▶ Task statement: The listing below holds a line with "PR #6481, opened 2019-08-17" and a line with "PR #8195, opened 2023-04-03". Reproduce those two lines exactly, plus everything between them.

=== Begin Enclosure ===

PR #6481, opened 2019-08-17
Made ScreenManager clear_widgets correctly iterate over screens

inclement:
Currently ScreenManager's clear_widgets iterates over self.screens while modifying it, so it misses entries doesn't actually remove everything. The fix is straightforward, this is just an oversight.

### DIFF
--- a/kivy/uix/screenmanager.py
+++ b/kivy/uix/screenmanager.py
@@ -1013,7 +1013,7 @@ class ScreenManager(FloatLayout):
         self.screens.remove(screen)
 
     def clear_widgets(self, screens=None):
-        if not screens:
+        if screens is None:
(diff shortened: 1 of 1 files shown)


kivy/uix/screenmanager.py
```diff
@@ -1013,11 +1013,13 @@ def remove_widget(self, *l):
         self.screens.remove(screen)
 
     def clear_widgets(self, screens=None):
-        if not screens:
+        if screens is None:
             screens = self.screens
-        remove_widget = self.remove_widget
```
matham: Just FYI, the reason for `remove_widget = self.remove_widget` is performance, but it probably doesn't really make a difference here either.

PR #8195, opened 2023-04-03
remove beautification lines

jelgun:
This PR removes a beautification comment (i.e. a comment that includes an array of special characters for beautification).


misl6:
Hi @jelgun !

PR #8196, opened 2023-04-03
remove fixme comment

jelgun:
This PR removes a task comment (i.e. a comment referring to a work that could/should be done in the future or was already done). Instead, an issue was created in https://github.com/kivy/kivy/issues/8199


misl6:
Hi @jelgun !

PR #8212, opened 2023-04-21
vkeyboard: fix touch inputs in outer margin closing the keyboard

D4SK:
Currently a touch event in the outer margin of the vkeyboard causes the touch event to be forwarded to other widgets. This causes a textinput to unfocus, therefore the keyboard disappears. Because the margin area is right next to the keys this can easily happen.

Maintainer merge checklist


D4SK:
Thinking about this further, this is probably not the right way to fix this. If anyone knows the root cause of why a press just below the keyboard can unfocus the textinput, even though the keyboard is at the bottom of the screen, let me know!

=== End Enclosure ===
=== Begin Enclosure ===

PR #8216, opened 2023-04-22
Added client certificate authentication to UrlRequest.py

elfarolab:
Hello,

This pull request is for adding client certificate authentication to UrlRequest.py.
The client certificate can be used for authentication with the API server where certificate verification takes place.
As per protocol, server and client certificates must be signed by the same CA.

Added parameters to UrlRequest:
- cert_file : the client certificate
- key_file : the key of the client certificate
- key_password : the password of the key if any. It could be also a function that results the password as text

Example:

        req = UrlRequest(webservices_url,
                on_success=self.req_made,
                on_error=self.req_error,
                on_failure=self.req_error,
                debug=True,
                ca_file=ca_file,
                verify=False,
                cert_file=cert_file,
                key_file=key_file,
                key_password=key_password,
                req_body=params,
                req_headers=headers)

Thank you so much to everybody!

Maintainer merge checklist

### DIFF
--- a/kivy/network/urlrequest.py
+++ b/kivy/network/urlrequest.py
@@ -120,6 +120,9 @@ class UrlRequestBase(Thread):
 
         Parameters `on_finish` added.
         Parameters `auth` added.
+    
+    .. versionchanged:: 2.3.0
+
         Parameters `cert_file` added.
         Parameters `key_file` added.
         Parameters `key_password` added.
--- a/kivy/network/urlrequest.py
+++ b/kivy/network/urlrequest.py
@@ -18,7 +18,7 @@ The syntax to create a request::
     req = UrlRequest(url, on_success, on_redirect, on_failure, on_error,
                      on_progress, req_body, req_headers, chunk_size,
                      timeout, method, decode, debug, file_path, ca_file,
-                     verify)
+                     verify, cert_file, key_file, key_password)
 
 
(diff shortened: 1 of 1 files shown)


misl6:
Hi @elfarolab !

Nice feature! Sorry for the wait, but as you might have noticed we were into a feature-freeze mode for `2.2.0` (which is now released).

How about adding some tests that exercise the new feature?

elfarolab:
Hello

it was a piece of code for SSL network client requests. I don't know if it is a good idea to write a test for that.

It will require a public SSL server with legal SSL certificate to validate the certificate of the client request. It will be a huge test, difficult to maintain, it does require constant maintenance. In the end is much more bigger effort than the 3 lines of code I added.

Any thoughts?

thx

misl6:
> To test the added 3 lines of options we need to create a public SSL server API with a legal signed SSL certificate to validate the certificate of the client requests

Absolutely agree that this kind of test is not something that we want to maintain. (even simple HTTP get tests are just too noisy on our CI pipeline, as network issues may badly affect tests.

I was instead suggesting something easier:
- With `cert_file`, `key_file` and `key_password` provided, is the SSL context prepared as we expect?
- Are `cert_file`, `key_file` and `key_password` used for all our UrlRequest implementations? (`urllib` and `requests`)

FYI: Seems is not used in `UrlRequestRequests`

=== End Enclosure ===

▶ Expected answer:
PR #6481, opened 2019-08-17
Made ScreenManager clear_widgets correctly iterate over screens

inclement:
Currently ScreenManager's clear_widgets iterates over self.screens while modifying it, so it misses entries doesn't actually remove everything. The fix is straightforward, this is just an oversight.

### DIFF
--- a/kivy/uix/screenmanager.py
+++ b/kivy/uix/screenmanager.py
@@ -1013,7 +1013,7 @@ class ScreenManager(FloatLayout):
         self.screens.remove(screen)
 
     def clear_widgets(self, screens=None):
-        if not screens:
+        if screens is None:
(diff shortened: 1 of 1 files shown)


kivy/uix/screenmanager.py
```diff
@@ -1013,11 +1013,13 @@ def remove_widget(self, *l):
         self.screens.remove(screen)
 
     def clear_widgets(self, screens=None):
-        if not screens:
+        if screens is None:
             screens = self.screens
-        remove_widget = self.remove_widget
```
matham: Just FYI, the reason for `remove_widget = self.remove_widget` is performance, but it probably doesn't really make a difference here either.

PR #8195, opened 2023-04-03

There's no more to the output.